Prosecutors argued that another sketch depicted a Jordanian military hospital. Defense attorneys asked to see any photographs of the hospital taken by the government, but two prosecution witnesses indicated no photographs had been taken. The review stated that the prosecution was indeed in possession of such photos and that “It is difficult, if not impossible, to compare the day planner sketches with the photos and see a correlation.”

The report is also highly critical of the testimony of the Youssef Hmimmsa, the prosecution’s star witness. Hmimmsa testified at trial that the defendants asked him to join a terrorist cell that was planning to shoot down airplanes with Stinger missiles and were involved in other terrorist activities.

In return for his testimony, Hmimmsa was allowed to enter guilty pleas to 10 felony counts, including credit card fraud, receiving a sentence of 37 to 46 months in prison.

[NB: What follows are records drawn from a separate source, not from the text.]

PR #60, opened 2026-05-15
#21 Favorite Activities UI

### LINKED ISSUE #21: Favorites -- UI on profile page
Add a favorite/heart button to each activity card on the Activities page.

- Logged-in users can click the heart to save/unsave an activity as a favorite
- The heart should toggle visually (filled/unfilled) based on current state
- Favorites should be stored (backend endpoint TBD)
- Non-logged-in users should not see the heart button OR maybe they can see it but it should say that they need to be logged in

isaqelle:
## Summary

Added favorites functionality to the Activities page with backend integration and authenticated favorite toggling.

## Features

* Added heart/favorite button to each activity card
* Users can favorite/unfavorite activities
* Favorites are fetched from backend on page load
* Connected frontend to favorites API endpoints
* Added JWT-authenticated requests for favorites actions
* Redirect unauthenticated users to login when attempting to favorite

## Notes

* Favorite state updates immediately in the UI

### DIFF
--- a/client/src/pages/ActivitiesPage.jsx
+++ b/client/src/pages/ActivitiesPage.jsx
@@ -2,6 +2,8 @@ import React, { useState, useEffect } from 'react'
 import { useNavigate } from 'react-router-dom'
 import { useAuth } from '../context/AuthContext.jsx'
 import { fetchFavorites, addFavorite, removeFavorite, } from '../services/FavoritesService.js'
+import Card from '../components/ui/Card.jsx'
+import Button from '../components/ui/Button.jsx'
 
 export default function ActivitiesPage() {
   // ── API State ─────────────────────────────────────────────
@@ -141,15 +143,12 @@ export default function ActivitiesPage() {
           <p>No activities found.</p>
         ) : (
           filteredActivities.map(activity => (
-            <div
+            <Card
               key={activity.id}
+              padding="md"
+              shadow="sm"
               style={{
                 position: 'relative',
-                border: '1px solid var(--color-border)',
-                borderRadius: '12px',
-                padding: '20px',
-                background: 'var(--color-surface-raised)',
-                boxShadow: '0 2px 6px rgba(0,0,0,0.05)',
               }}
             >
               {/* Activity title */}
@@ -215,7 +214,7 @@ export default function ActivitiesPage() {
                   ))}
                 </div>
               )}
-            </div>
+            </Card>
           ))
         )}
       </div>
--- a/client/src/pages/ActivitiesPage.jsx
+++ b/client/src/pages/ActivitiesPage.jsx
@@ -1,17 +1,38 @@
 import React, { useState, useEffect } from 'react'
+import { useNavigate } from 'react-router-dom'
+import { useAuth } from '../context/AuthContext.jsx'
 
 export default function ActivitiesPage() {
   // ── API State ─────────────────────────────────────────────
   const [activities, setActivities] = useState([])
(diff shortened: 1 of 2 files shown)


client/src/pages/ActivitiesPage.jsx
```diff
@@ -84,6 +133,84 @@ export default function ActivitiesPage() {
               }}
             >
               {/* Activity title */}
+              {/* Heart-button */}
+              <button
+                onClick={async () => {
```
larrymijo: Extract the button logic — the whole onClick async handler inside the JSX is getting long. Worth pulling it out into a named function like handleToggleFavorite(activityId) above the return. Makes it a lot easier to read and test.

client/src/pages/ActivitiesPage.jsx
```diff
@@ -84,6 +133,84 @@ export default function ActivitiesPage() {
...
+                    navigate('/login')
+                    return
+                  }
+
+                  try {
+
+                    // Remove favorite
+                    if (favoriteActivities.includes(activity.id)) {
+
+                      const response = await fetch(
```
larrymijo: Move fetch calls to a service — the add/remove fetch calls are inline in the JSX. Since we already have AuthService.js, it'd be cleaner to either add them there or create a FavoritesService.js. Keeps the component focused on rendering.

client/src/pages/ActivitiesPage.jsx
```diff
@@ -76,6 +124,7 @@ export default function ActivitiesPage() {
             <div
```
larrymijo: worth using existing Card component

larrymijo (commented):
Nice work overall, the optimistic toggle and auth flow are solid! Just left some comments as suggestions for the button handler, move calls to a service and reusing our existing Card/Button components, but nothing blocking.

client/src/pages/ActivitiesPage.jsx
isaqelle: Yup agreed, it's pretty long. I'll make a function for it

client/src/pages/ActivitiesPage.jsx
```diff
@@ -84,6 +133,84 @@ export default function ActivitiesPage() {
...
+                            Authorization: `Bearer ${token}`,
+                          },
+                        }
+                      )
+
+                      if (!response.ok) {
+                        throw new Error('Failed to remove favorite')
+                      }
+
+                      setFavoriteActivities(
```
jasminerezai: Optimistic update runs before the request here. If the DELETE fails, the heart disappears from the UI but the favorite still exists in the backend. Save the previous state before this line and restore it in the catch block if the request fails.

client/src/pages/ActivitiesPage.jsx
```diff
@@ -31,6 +37,48 @@ export default function ActivitiesPage() {
...
+
+      } catch (error) {
+
+        console.error('Failed to fetch favorites:', error)
+      }
+    }
+
+    fetchFavorites()
+
+}, [isAuthenticated])
```
jasminerezai: Missing token in the dependency array. If the token changes without isAuthenticated changing, favorites won't re-fetch. Change to [isAuthenticated, token]

jasminerezai (changes requested):
Nice work! :)) left comments on lines 80 and 164. Everything else looks good and I agree with Lawrence's comments too

larrymijo (approved):

jasminerezai (approved):
Good job with the changes!

PR #63, opened 2026-05-15
feat: add participation register and unregister endpoints

### LINKED ISSUE #18: Participation endpoints -- register & unregister
POST /activities/:id/participate — register logged-in user
DELETE /activities/:id/participate — unregister

Check capacity before registering. Return 409 if full.
Return updated participant count.

I’m not sure how we want to handle capacity. Do we have a maximum capacity for activities at  uni? This is just a suggestion. Let me know what you think.

jasminerezai:
Closes #18 
 
 Added register and unregister endpoints for activity participation.
  
  - POST /api/activities/:activityId/schedules/:scheduleId/participate
  - DELETE /api/activities/:activityId/schedules/:scheduleId/participate
  
Checks capacity before registering. Returns 409 if full or already registered. Returns updated participant count.


server/src/controllers/activities.controller.ts
gunnarwrld, line 1: The capacity check and the participation insert are two separate queries with no transaction.

  ```const count = await READ.participantCount(scheduleId)      // query 1
  if (count >= schedule.activity.maxCapacity) throw ...
  // ← gap here, another request can slip through
  await CREATE.registerParticipation(profileId, scheduleId)  // query 2
```
Two concurrent requests can both pass the capacity check before either inserts,
resulting in over-capacity registrations.

Maybe wrap in a transaction and use a count check inside it like:

```
  await prisma.$transaction(async (tx) => {
    const count = await tx.participationLog.count({ where: { scheduleId } });
    if (count >= schedule.activity.maxCapacity!) {
      throw ApiError.conflict('Activity is full');
    }
    await tx.participationLog.create({ data: { profileId, scheduleId } });
  });
```

Comment (gunnarwrld) [inline server/src/controllers/activities.controller.ts:1]: Both handlers type the Response as plain Response.

Fix both signatures to use the types:

  registerParticipation:
    `res: Response<ApiResponse<{ participantCount: number }>>`

  unregisterParticipation:
    `res: Response<ApiResponse<{ participantCount: number }>>`

File: server/src/db/createQueries.ts
Comment (gunnarwrld) [inline server/src/db/createQueries.ts:1]: Import paths missing .js extensions. PR #62 switched moduleResolution to NodeNext,  all internal imports need explicit extensions or TypeScript will fail to resolve them at runtime.

Change to:

  `import { Activity, FavoriteCreateDelete, ActivityDto } from "../types/index.js";`
  `import { prisma } from "./prisma.js";`

The types barrel is still the right import point the convention hasn't changed, only the path needs the .js suffix.

File: server/src/db/deleteQueries.ts
Comment (gunnarwrld) [inline server/src/db/deleteQueries.ts:1]: Same as `createQueries.ts`, import paths missing .js extensions.

 `import { prisma } from "./prisma.js";`
 `import { ActivityDto, FavoriteCreateDelete } from "../types/index.js";`

File: server/src/db/readQueries.ts [hunk 1]
```diff
@@ -203,4 +203,19 @@ export class READ {
...
+
+    static async participantCount(scheduleId: string): Promise<number> {
+        return prisma.participationLog.count({
+            where: { scheduleId }
+        })
+
+    }
+
+    static async isParticipating(profileId: string, scheduleId: string) {
+        return prisma.participationLog.findUnique({
```
gunnarwrld: `isParticipating` returns the full ParticipationLog row or null, but the controller only uses it as a truthiness check. 
Return `Promise<boolean>` instead to make the intent explicit and avoid leaking the internal model shape.

```
static async isParticipating(profileId: string, scheduleId: string): Promise<boolean> {
    const record = await prisma.participationLog.findUnique({
      where: { profileId_scheduleId: { profileId, scheduleId } }
    });
    return record !== null;
  }
```

gunnarwrld (changes requested):
Solid PR (as always lmao), logic is clean and the happy path covers the main cases well.

Also, something really minor:
- Missing newline at EOF in `deleteQueries.ts` and `activities.controller.ts`

server/src/controllers/activities.controller.ts
```diff
@@ -220,4 +220,61 @@ export const getActivities = asyncHandler(
       data,
     });
   }
-);
\ No newline at end of file
+);
+
+
+export const registerParticipation = asyncHandler(async (
```
JuriRappold, line 225: Same thing with the queries as in the other PR, *personally* id prefer if we keep all database interaction in the appropiate files.

JuriRappold (changes requested):

JuriRappold:
Nice job! Just the DB stuff, but thats more asthetics, than anything

server/src/controllers/activities.controller.ts
jasminerezai: You're right

JuriRappold (approved):
Noice job!!! Looks good to me!

server/src/db/createQueries.ts
```diff
@@ -65,4 +66,36 @@ export class CREATE{
...
+            const existing = await tx.participationLog.findUnique({
+                where: { profileId_scheduleId: { profileId, scheduleId } }
+            })
+            if (existing) throw ApiError.conflict('Already registered for this activity')
+
+            await tx.participationLog.create({
+                data: { profileId, scheduleId }
+            })
+
+            return tx.participationLog.count({ where: { scheduleId } })
```
gunnarwrld: This final count inside the transaction is not awaited:

This returns a `Promise<number>`, not a number. The transaction resolves correctly
because Prisma awaits the return value of the callback internally, but it's
inconsistent with every other query in this file and will confuse TypeScript
inference in stricter configs.

Just add await to it:

 `return await tx.participationLog.count({ where: { scheduleId } })`

server/src/controllers/activities.controller.ts
gunnarwrld: Good catch Juri

server/src/controllers/activities.controller.ts
```diff
@@ -3,7 +3,7 @@ import { asyncHandler } from '../middleware/asyncHandler.js';
 import { ApiError } from '../utils/ApiError.js';
 import { prisma, ProfileRole, ActivityStatus } from '../db/prisma.js';
 import { ApiResponse, UpdateScheduleStatusBody, UpdateScheduleStatusDto, Activity } from '../types/index.js';
-import { CreateActivitySchema, DeleteActivitySchema, UpdateActivityGeneralSchema, UpdateActivityURLSchema } from "../validators/index.js";
+import { CreateActivitySchema, DeleteActivitySchema, UpdateActivityGeneralSchema, UpdateActivityURLSchema, isUUID } from "../validators/index.js";
 import { DELETE, READ, UPDATE, CREATE } from "../db/queries.js";
 import { ActivityDto } from "../types/activity.types.js";
```
gunnarwrld: Here just import from the index barrel. This is a re-import in the same file, just add them to the `index,js` line above.

gunnarwrld (approved):
The enpoints and the hard problems from the first review are all fixed. Two things left and ready to go!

He could have received a maximum jail sentence of 81 years for these crimes.

In the report, federal prosecutor Morford contends that Richard Convertino “made a deliberate decision not to have the FBI take any notes” during Hmimmsa’s debriefing sessions, to curtail the defense’s ability to challenge his testimony at trial.

The throwing out of the Detroit “anti-terror” convictions comes on the heels of the unraveling of the prosecution of two Muslim immigrants in Albany, New York, charged with providing material support to a foreign terrorist organization, importing firearms without a license, money laundering and conspiracy. Earlier this month, federal prosecutors admitted that the key evidence used in FBI affidavits for a search warrant to set up a sting operation against the men—a notebook alleged to be from a “terrorist training camp” in Iraq—was a fabrication. [See “FBI’s Albany terror ‘sting’ begins to unravel”]

In another setback to the Justice Department, a federal jury on June 10 found University of Idaho doctoral student Sami Omar al-Hussayen not guilty of three charges of promoting terrorism brought against him under the Patriot Act. His supposed crime was helping to set up and register several Islamic web sites, which the government claimed promoted terrorism. [See“US: jury acquits Idaho webmaster of terrorism charges”]

The trumped-up charges, manufactured evidence and shoddy prosecution in each of these cases are of a piece with the Bush administration’s seizing upon the tragic events of 9/11 to draft and utilize the USA Patriot Act and other “anti-terror” measures for its own reactionary political purposes.